Records from a data collection
____

PR #3039, opened 2018-09-11
libdsk, bump version, add libVersion(Compat) and defineDebugInfoPackage

Begasus:


app-emulation/libdsk/libdsk-1.5.8.recipe
```diff
@@ -12,66 +12,72 @@ controller emulation, thus giving the emulator transparent access to .DSK \
...
+libVersion="4.3.1"
+libVersionCompat="$libVersion compat >= ${libVersion%%.*}"
 
 PROVIDES="
 	libdsk$secondaryArchSuffix = $portVersion
-	lib:libdsk$secondaryArchSuffix = 4.3.0 compat >= 4
+	lib:libdsk$secondaryArchSuffix = $libVersionCompat
 	"
+if [ -z "$secondaryArchSuffix" ]; then
+	PROVIDES_tools="$PROVIDES
```
fbrosson:
```diff
 if [ -z "$secondaryArchSuffix" ]; then
- 	PROVIDES_tools="$PROVIDES
+	PROVIDES_tools="
+		libdsk${secondaryArchSuffix}_tools = $portVersion
		cmd:apriboot
		cmd:dskconv
```

app-emulation/libdsk/libdsk-1.5.8.recipe
```diff
@@ -12,66 +12,72 @@ controller emulation, thus giving the emulator transparent access to .DSK \
...
+		cmd:dskconv
+		cmd:dskdump
+		cmd:dskform
+		cmd:dskid
+		cmd:dskscan
+		cmd:dsktrans
+		cmd:dskutil
+		cmd:md3serial
+		"
+	REQUIRES_tools="
```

____

**HOW TO COMPLETE THIS TASK:** Using the data above, copy each line that contains "libVersionCompat".

**TASK RESULT:**
+libVersionCompat="$libVersion compat >= ${libVersion%%.*}"
+	lib:libdsk$secondaryArchSuffix = $libVersionCompat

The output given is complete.